Isaac was a bear. No steering currents, slow moving (and then it stalled over us), not much of a center, just an ill formed mess of wind and rain that finally got its act together enough to matriculate into a Category 1 hurricane. I stayed home and Malcolm went to a safe house with his client. Winds gusted up to 90 mph, but our house is solid and old and on a ridge. Also Katrina-tested. Our basement’s full of water and some windows on the east side leaked after 12 hours of slanted, needling rain, but I’m good. Our dog Ella’s good, especially in her kennel on the back closed-in porch where she can watch from a tight space.
Squall lines continue to push through, dumping rain and blowing around what’s already on the ground. This morning a violent red storm cell dropped more buckets on us and street-flooded mid-city. There’s a lot to pick up and stuff into Hefty bags but this storm has to leave us alone and move on.

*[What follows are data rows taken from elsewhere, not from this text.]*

PR #781, opened 2020-06-29
srp_daemon: srp_daemon.service should wait for network.target

markhaywood:
srp_daemon.service runs the start_on_all_ports script. This script
enumerates files under /sys/class/infiniband/*/ports/* to start an
srp_daemon_port service for each port. The files under
/sys/class/infiniband/*/ports/* are created during boot and do not
exist until after network.target. When started at boottime, srp_daemon
is not starting any port services as expected. For srp_daemon to work
as designed, it should wait for network.target.

Fixes: 1c7fe513e3e9 ("srp_daemon: One systemd service per port")

### DIFF
--- a/srp_daemon/srp_daemon.service.in
+++ b/srp_daemon/srp_daemon.service.in
@@ -3,6 +3,7 @@ Description=Daemon that discovers and logs in to SRP target systems
 Documentation=man:srp_daemon file:/etc/srp_daemon.conf
 DefaultDependencies=false
 Conflicts=emergency.target emergency.service
+After=network.target
 Before=remote-fs-pre.target
 
 [Service]


jgunthorpe:
network.target doesn't prove that the rdma ports have been hot plugged in yet

If I recall this script is some legacy thing ? The rule in srp_daemon.rules should auto start on all parts inherently.

markhaywood:
It is true that the that all ports will start anyway. And I had not considered hotplug. Given both of these facts, is there
any reason for srp_daemon.service to be running the start_on_all_ports service at all?

bvanassche:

The power’s been out for two days and Entergy just sent a text alert that they are “assessing” when they need to be “restoring.” Malcolm and I carted perishables and frozen food from our fridge to the office downtown, and tonight we have a room at The Roosevelt, (our client), where we’ll have a Sazerac at the Sazerac Bar, and maybe a martini, too, and then we’re going to watch the weather but also the Saints on TV in the A/C. (I hear there’s a convention going on in Tampa. All of our local networks are 24-hour storm, storm, storm and then we lost Cox Cable. A small mercy. We haven’t had to sit through the fright-show speeches.)
Meanwhile, there are evacuations going on in the fragile coastal areas, and the lake is pushing into La Place and St. Tammany parish – Slidell, Mandeville, Madisonville. Braithwaite – outside of the federal levee system – is under eight feet of water. The Tangipahoa is overflowing and people have been given 90 minutes to evacuate. In Plaquemines, cows stand neck deep in water. These areas are taking a bigger hit from Isaac than they did from Katrina. This part of the country is incomparable, bountiful, but we are easily stranded, living near rivers and lakes, and sticking out into water like we do.